Angleton entnahm diesen Ausdruck seinem ursprünglichen, zugegebenermaßen völlig anderen Kontext, um das Greifen und Tappen im Dunkeln zu beschreiben – oder, wie Eliot es ausdrückte, das Durchqueren der vielen "manch schlauen Gänge" und "verschlagenen Trakte" des Lebens, nur um zu einem entfernten Echo der Wahrheit zu gelangen –, das ein fester Bestandteil der Arbeit von Nachrichtendiensten und Spionageabwehr ist.

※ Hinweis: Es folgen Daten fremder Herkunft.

PR #691, opened 2016-07-05
qemu.tests.virtio_console: modify the index value in test_hotplug_vir…

morecache:
…tio_pci

The old setting of 'idx' doesn't make sense because there are already couple of
virtio-serial-pci devices attaching to VM for virtio consoles. So hotplugging
a pci virtio-serial with the conflict device id causeing 'Duplicate ID' error.

The patch calculates the number of existed virtio console, Then assigns it to
the 'idx' to avoid the above error.


CongLi:

PandaWei:
OK for me

xutian:
Merged, thanks @morecache

PR #698, opened 2016-07-15
multi_disk.py: Delete the 2nd time disk formating for windows guest

ngu-niny:
Currently, there are twice disk formatting for the windows guest, so delete the unnecessary  one.

Signed-off-by: Nini Gu <ngu@redhat.com>

ID: 1351048

### DIFF
--- a/qemu/tests/multi_disk.py
+++ b/qemu/tests/multi_disk.py
@@ -315,21 +315,22 @@ def run(test, params, env):
     try:
         for i in range(n_repeat):
             logging.info("iterations: %s", (i + 1))
-            error.context("Format those disks in guest", logging.info)
-            for disk in disks:
-                disk = disk.strip()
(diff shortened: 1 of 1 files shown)


xutian:
Why not call format_guest_disk in utils_misc directly?

ngu-niny:
@xutian 

Yes, the code already used it as follows; what I have done is just deleting the other time redundant disk formating on windows guest.
 
278                 utils_misc.format_windows_disk(session, disk_indexs[i], None,
279                                                None, fs_type)

ngu-niny:
According the comments of xutian and coli, this patch needs to be updated to use function utils_misc.format_guest_disk. However, the new fix depends on the fix of issues in utils_misc.format_windows_disk, i.e. bz1378325.

ngu-niny:
Close the patch, new patch has been created:
https://github.com/autotest/tp-qemu/pull/759

PR #718, opened 2016-07-28
ethtool: fix wrong assignment for global variable

PandaWei:
In python, variables that are only referenced inside a function
are implicitly global. And if a variable is assigned a new value
anywhere within the function's body, it's assumed to be a local.

so ethtool_save_params() doesn't truely store the ethtool status
into global variable 'pretest_status'. we can simply make use of
by 'global' to fix the problem, but it's not a good method.


luckyh:
ACK

CongLi:

CongLi:
Thanks @PandaWei and @luckyh , merged.

PR #719, opened 2016-08-01
tp-qemu: Add new test case "slof_device_tree" for SLOF feature (ppc only)

qunfang:
Add new test case for SLOF feature, check guest device tree information, compare them with the expected value.

ID: 1324342

Signed-off-by: Qunfang Zhang qzhang@redhat.com

### DIFF
--- a/qemu/tests/cfg/slof_device_tree.cfg
+++ b/qemu/tests/cfg/slof_device_tree.cfg
@@ -1,0 +1,10 @@
+- slof_device_tree: install setup image_copy unattended_install.cdrom
+    virt_test_type = qemu
+    type = slof_device_tree
+    restart_vm = yes
+    kill_vm_on_error = yes
+    login_timeout = 240
+    only ppc64 ppc64le
+    only Linux
+    uuid = random
+    no scsi-cd
--- a/qemu/tests/slof_device_tree.py
+++ b/qemu/tests/slof_device_tree.py
@@ -1,0 +1,85 @@
+import logging
+
+from avocado.utils import process
+from avocado.core import exceptions
+
+from virttest import utils_misc
+from virttest.qemu_devices import qcontainer
+from virttest import error_context
+
+
+@error_context.context_aware
+def run(test, params, env):
+    """
+    slof_device_tree test:
+    steps:
+    1. Boot up a guest.
+    2. Check the guest device tree information
+    3. Compare the value with expected result.
+    :param test: Kvm test object
+    :param params: Dictionary with the test parameters
+    :param env: Dictionary with test environment.
+    """
+
+    def get_info(vm_session, guest_info):
+        """
+        Check the corresponding information from vm.
+
+        :param vm_session: session to checked vm.
+        :return: corresponding prompt
+        """
+        (status, output) = vm_session.cmd_status_output(
+            "echo `cat /proc/device-tree/%s`" % guest_info)
+        if status != 0:
+            raise exceptions.TestFail("Failed to get %s" % guest_info)
+        return output.strip()
+
+    def check_nonexist_aliases(vm_session, devices):
+        """
+        Check a nonexist device aliases.
+
+        :param vm_session: session to checked vm.
+        :return: corresponding prompt
+        """
+
+        status = vm_session.cmd_status(
+            "test -f /proc/device-tree/aliases/cdrom")
+        error_context.context(
+            "Checking whether aliases file is indeed nonexisting", logging.info)
+        if status == 0:
+            raise exceptions.TestFail(
+                "Nonexist cdrom aliases check failed.")
+
+    vm = env.get_vm(params["main_vm"])
+    vm.verify_alive()
+    timeout = int(params.get("login_timeout", 600))
+
+    session = vm.wait_for_login(timeout=timeout)
+
+    try:
+        guest_system_id = get_info(session, "system-id")
+        if guest_system_id != vm.get_uuid():
+            raise exceptions.TestFail("Guest system id does not match to uuid")
+
+        guest_uuid = get_info(session, "vm,uuid")
+        if guest_uuid != vm.get_uuid():
+            raise exceptions.TestFail(
+                "Guest uuid does not match to expected id.")
+
+        host_system_id = process.system_output(
+            "echo `cat /proc/device-tree/system-id`", shell=True).strip()
+        host_system_id_in_guest = get_info(session, "host-serial")
+        if host_system_id != host_system_id_in_guest:
+            raise exceptions.TestFail(
+                "Host system id does not match to value in guest.")
+
+        guest_partition_name = get_info(session, "ibm,partition-name")
+        if guest_partition_name != params.get("main_vm"):
+            raise exceptions.TestFail("Guest partition name is wrong.")
+
+        qemu_binary = utils_misc.get_qemu_binary(params)
+        devices = qcontainer.DevContainer(qemu_binary, vm, strict_mode="no")
+        check_nonexist_aliases(session, devices)
+
+    finally:
+        session.close()


qemu/tests/slof_device_tree.py
```diff
@@ -0,0 +1,119 @@
...
+        :param vm_session: session to checked vm.
+        :return: [host system id]
+        """
+        (status, output) = vm_session.cmd_status_output(
+            "echo `cat /proc/device-tree/host-serial`")
+        if status != 0:
+            raise error.TestError("Failed to get host serial from guest")
+        return output.strip()
+
+    def get_guest_partition_name(vm_session):
```
CongLi: There are several func() are same formats,
I think it's better to extract comment part and write a common func() for it.

qemu/tests/slof_device_tree.py
```diff
@@ -0,0 +1,119 @@
...
+        """
+        Get guest uuid.
+
+        :param vm_session: session to checked vm.
+        :return: [guest uuid]
+        """
+        (status, output) = vm_session.cmd_status_output(
+            "echo `cat /proc/device-tree/vm,uuid`")
+        if status != 0:
+            raise error.TestError("Failed to get guest system id")
```
mazhang: Should be "Failed to get guest uuid".

qunfang: @mazhang updated, thanks for the catching

qemu/tests/slof_device_tree.py
```diff
@@ -0,0 +1,119 @@
...
+        if status != 0:
+            raise error.TestError("Failed to get guest uuid")
+        return output.strip()
+
+    def get_host_system_id(vm_session):
+        """
+        Get host system id.
+
+        :param vm_session: session to checked vm.
+        :return: [host system id]
```
xutian: it looks your output is a string not list

qemu/tests/slof_device_tree.py
```diff
@@ -0,0 +1,119 @@
...
+        if status != 0:
+            raise error.TestError("Failed to get guest system id")
+        return output.strip()
+
+    def get_guest_uuid(vm_session):
+        """
+        Get guest uuid.
+
+        :param vm_session: session to checked vm.
+        :return: [guest uuid]
```
xutian: it looks your output is a string not list

qunfang:
@xutian @CongLi Updated, could you help double check?  Thanks!

qemu/tests/cfg/slof_device_tree.cfg
```diff
@@ -0,0 +1,8 @@
+- slof_device_tree: install setup image_copy unattended_install.cdrom
```
pingl2016: Seems the case is only test for linux guest. Add "only Linux" to cfg file is better.

qemu/tests/slof_device_tree.py
```diff
@@ -0,0 +1,80 @@
+import logging
+
+from autotest.client.shared import utils, error
+from virttest import utils_misc
+from virttest.qemu_devices import qcontainer
+from avocado.core import exceptions
+
+
+@error.context_aware
```
pingl2016: better to use "@error_context.context_aware"

qemu/tests/slof_device_tree.py
```diff
@@ -0,0 +1,80 @@
...
+        if devices.has_device("scsi-cd"):
+            logging.info("Skip nonexist_aliases check.")
+        else:
+            (status, output) = vm_session.cmd_status_output(
+                "echo `cat /proc/device-tree/aliases/cdrom`")
+            if status != 0:
+                logging.debug(output)
+            else:
+                raise exceptions.TestFail("Nonexist cdrom aliases check failed.")
+
```
pingl2016: No step info in the case. It is very useful for tester to analyse the failed case. better to add as error_context.context("xxx", logging.info)

qemu/tests/slof_device_tree.py
```diff
@@ -0,0 +1,80 @@
...
+    vm = env.get_vm(params["main_vm"])
+    vm.verify_alive()
+    timeout = int(params.get("login_timeout", 600))
+
+    session = vm.wait_for_login(timeout=timeout)
+
+    guest_system_id = get_info(session, "system-id")
+    if guest_system_id != vm.get_uuid():
+        raise error.TestError("Guest system id does not match to uuid")
```
pingl2016: Better to use exceptions

qemu/tests/slof_device_tree.py
```diff
@@ -0,0 +1,80 @@
...
+
+    guest_partition_name = get_info(session, "ibm,partition-name")
+    if guest_partition_name != params.get("main_vm"):
+        raise error.TestError("Guest partition name is wrong.")
+
+    qemu_binary = utils_misc.get_qemu_binary(params)
+    devices = qcontainer.DevContainer(qemu_binary, vm, strict_mode="no")
+    check_nonexist_aliases(session, devices)
+
+    session.close()
```
pingl2016: I think it is better to close session as below. If the case raise any exception above session.close(), it will not be executed.
try:
    ....
finally:
    session.close()

qemu/tests/slof_device_tree.py
```diff
@@ -0,0 +1,80 @@
...
+
+    guest_system_id = get_info(session, "system-id")
+    if guest_system_id != vm.get_uuid():
+        raise error.TestError("Guest system id does not match to uuid")
+
+    guest_uuid = get_info(session, "vm,uuid")
+    if guest_uuid != vm.get_uuid():
+        raise error.TestError("Guest uuid does not match to expected id.")
+
+    host_system_id = utils.system_output("echo `cat /proc/device-tree/system-id`")
```
pingl2016: better to use "process.system_output()"

qemu/tests/slof_device_tree.py
```diff
@@ -0,0 +1,80 @@
...
+
+    def get_info(vm_session, guest_info):
+        """
+        Check the corresponding information from vm.
+
+        :param vm_session: session to checked vm.
+        :return: corresponding prompt
+        """
+        (status, output) = vm_session.cmd_status_output(
+            "echo `cat /proc/device-tree/%s`" % guest_info)
```
pingl2016: why we need to echo?

qemu/tests/cfg/slof_device_tree.cfg
CongLi: Power only support linux guest now, I think we can add the filter to shared/cfg.

pingl2016: sorry for my mistake. just ignore the comment

qunfang:
@CongLi @pingl2016 Thanks for the feedback, I modified the patch, please help double check.

qemu/tests/slof_device_tree.py
qunfang: Because if no "echo", the output will be like:
'17d7eb2c-8270-4222-bb1f-28d6c08d62db\x00[root@dhcp71-80 ~]#

qemu/tests/slof_device_tree.py
```diff
@@ -0,0 +1,88 @@
...
+
+        :param vm_session: session to checked vm.
+        :return: corresponding prompt
+        """
+
+        if devices.has_device("scsi-cd"):
+            logging.info("Skip nonexist_aliases check.")
+        else:
+            (status, output) = vm_session.cmd_status_output(
+                "echo `cat /proc/device-tree/aliases/cdrom`")
```
xutian: cat is enough, why need echo again?

qemu/tests/slof_device_tree.py
```diff
@@ -0,0 +1,88 @@
...
+        if guest_system_id != vm.get_uuid():
+            raise exceptions.TestFail("Guest system id does not match to uuid")
+
+        guest_uuid = get_info(session, "vm,uuid")
+        if guest_uuid != vm.get_uuid():
+            raise exceptions.TestFail(
+                "Guest uuid does not match to expected id.")
+
+        host_system_id = process.system_output(
+            "echo `cat /proc/device-tree/system-id`", shell=True).strip()
```
xutian: same question

qemu/tests/slof_device_tree.py
```diff
@@ -0,0 +1,88 @@
...
+
+    def check_nonexist_aliases(vm_session, devices):
+        """
+        Check a nonexist device aliases.
+
+        :param vm_session: session to checked vm.
+        :return: corresponding prompt
+        """
+
+        if devices.has_device("scsi-cd"):
```
xutian:
```
if devices.has_device("scsi-cd"):
    logging.warning(xxx)
   return
status, output = xxx.
```

qemu/tests/slof_device_tree.py
xutian: it looks a session issue.

xutian:
@qunfang  any update?

qunfang:
@xutian Already updated, please help double check.  Thanks.

qemu/tests/slof_device_tree.py
```diff
@@ -0,0 +1,89 @@
...
+            logging.warning("Skip nonexist_aliases check.")
+            return
+        (status, output) = vm_session.cmd_status_output(
+            "echo `cat /proc/device-tree/aliases/cdrom`")
```
xutian:
```
status of this commamd will always equal to 0.
if you want to judge file exist please use:  test -f /proc/device-tree/aliases/cdrom
if you want to judge file is empty use ：
test -s /proc/device-tree/aliases/cdrom
if [ $? -eq 0 ] mean file is not empty else file is empty fi
```

qunfang:
@xutian updated! Pls review, thanks!

qemu/tests/slof_device_tree.py
```diff
@@ -0,0 +1,87 @@
...
+
+        :param vm_session: session to checked vm.
+        :return: corresponding prompt
+        """
+
+        status = vm_session.cmd_status(
+            "test -f /proc/device-tree/aliases/cdrom")
+        error_context.context(
+            "Checking whether aliases file is indeed nonexisting", logging.info)
+        if status == 1:
```
xutian: it looks should be
```
if status == 0:
     raise  exceptions.TestFail("Nonexist cdrom aliases check failed.")
```

xutian:
looks OK to me

pingl2016:
Acked-by: Ping Li \<pingl@redhat.com\>
 (3/3) smp_16.131072m.repeat1.run_test.Host_RHEL.m7.u3.qcow2.virtio_blk.up.virtio_net.RHEL.7.3.ppc64.io-github-autotest-qemu.slof_device_tree:  PASS (81.20 s)

PR #720, opened 2016-08-02
Set random test in loop on during_bg_test only

suqinhuang:
It will take long time in with some guest on some hw, set the loop in during_bg_test only

### DIFF
--- a/qemu/tests/cfg/viorng_in_use.cfg
+++ b/qemu/tests/cfg/viorng_in_use.cfg
@@ -7,7 +7,7 @@
     suppress_exception = no
     run_bgstress = rng_bat
     session_cmd_timeout = 240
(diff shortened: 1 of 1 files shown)


qemu/tests/cfg/viorng_in_use.cfg
```diff
@@ -20,6 +20,7 @@
             suppress_exception = yes
             run_bg_flag = "during_bg_test"
             target_process = random\w*.exe
+            read_rng_cmd  = for /l %i in (1, 1, 1000) do "X:\random_%PROCESSOR_ARCHITECTURE%.exe"
```
CongLi: There are 2 blanks on the left side of "=".

CongLi:
Ack.

PR #725, opened 2016-08-07
live_snapshot: parameter "node-name" does not support on RHEL.5 and RHEL.6 QMP.

CongLi:
id: 1364760


xutian:
Acked, thanks @CongLi

suqinhuang:
ack

PR #747, opened 2016-09-08
multi_queues_test.with_netperf.cpu_affinity: modify the method of irq static to support  ppc64

Zhengtong:
id: 1314636

### DIFF
--- a/generic/tests/multi_queues_test.py
+++ b/generic/tests/multi_queues_test.py
@@ -64,9 +64,11 @@ def run(test, params, env):
         """
         Get guest interrupts statistics
         """
+        online_cpu_number_cmd = r"cat /proc/interrupts | head -n 1 | wc -w"
         cmd = r"cat /proc/interrupts | sed -n '/^\s\+%s:/p'" % irq_number
+        online_cpu_number = int(session.cmd_output_safe(online_cpu_number_cmd))
         irq_statics = session.cmd_output(cmd)
-        irq_statics_list = map(int, irq_statics.split()[1:-2])
+        irq_statics_list = map(int, irq_statics.split()[1:online_cpu_number])
         if irq_statics_list:
             if cpu_id and cpu_id < len(irq_statics_list):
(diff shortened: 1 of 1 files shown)


generic/tests/multi_queues_test.py
```diff
@@ -64,9 +64,12 @@ def get_cpu_irq_statistics(session, irq_number, cpu_id=None):
...
         Get guest interrupts statistics
         """
+        online_cpu_number_cmd = r"cat /proc/interrupts | head -n 1 | wc -w"
         cmd = r"cat /proc/interrupts | sed -n '/^\s\+%s:/p'" % irq_number
+        online_cpu_number = session.cmd_output(online_cpu_number_cmd)
         irq_statics = session.cmd_output(cmd)
-        irq_statics_list = map(int, irq_statics.split()[1:-2])
+        irq_statics_list = map(int,
+                               irq_statics.split()[1:int(online_cpu_number)])
         if irq_statics_list:
```
PandaWei: looks good, 
do you have do regression test?

Zhengtong: Have done some tests, passed

generic/tests/multi_queues_test.py
```diff
@@ -64,9 +64,12 @@ def get_cpu_irq_statistics(session, irq_number, cpu_id=None):
         """
         Get guest interrupts statistics
         """
+        online_cpu_number_cmd = r"cat /proc/interrupts | head -n 1 | wc -w"
         cmd = r"cat /proc/interrupts | sed -n '/^\s\+%s:/p'" % irq_number
+        online_cpu_number = session.cmd_output(online_cpu_number_cmd)
```
xutian: why not covert type of 'online_cpu_number' here but do it in  line#72

xutian: And suggest to use cmd_output_safe() at here.

Zhengtong:
updated, thanks

PR #772, opened 2016-10-12
Fix the problem that can't get return value from echo %OS% cmd in pktgen test case

Zhengtong:
ID: 1337028

### DIFF
--- a/qemu/tests/pktgen.py
+++ b/qemu/tests/pktgen.py
@@ -113,7 +113,8 @@ def run(test, params, env):
     utils_misc.verify_host_dmesg()
 
     error.context("Ping external host after pktgen test", logging.info)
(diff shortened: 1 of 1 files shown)


qemu/tests/pktgen.py
```diff
@@ -113,7 +113,8 @@ def run(test, params, env):
     utils_misc.verify_host_dmesg()
 
     error.context("Ping external host after pktgen test", logging.info)
-    status, output = utils_test.ping(dest=external_host, session=session,
+    session_ping = vm.wait_for_login(timeout=login_timeout)
```
Zhengtong: Thanks for remind. updated.

luckyh:
LGTM.

CongLi:

CongLi:
Thanks @Zhengtong @luckyh .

Signale im internationalen System
Aber diese Wahrnehmungsprobleme sind in der peripheren Welt der Staatskunst nicht weniger ausgeprägt, wo die führenden Politiker Gegner abschrecken und internationale Verpflichtungen einhalten müssen, und zwar zumeist nicht durch ihre Handlungen, sondern durch die Signale, die sie ihren Gesprächspartnern senden. Die Struktur des internationalen Systems wird von diesen Signalen und den zahlreichen politischen Maßnahmen, Institutionen und Vereinbarungen, die ihnen zugrunde liegen, aufrecht erhalten.
Die grundlegende Währung hinter der Signalgebung ist die Glaubwürdigkeit, die durch die Fähigkeit gestützt wird, das Signal, das man zu senden versucht, auch umzusetzen. Das Nato-Bündnis und seine Bestimmung zur kollektiven Verteidigung, Artikel 5, beruhen beispielsweise auf der Zusicherung der USA, dass es seinen europäischen Partnern zu Hilfe kommen wird, wenn diese von einem anderen Staat angegriffen werden.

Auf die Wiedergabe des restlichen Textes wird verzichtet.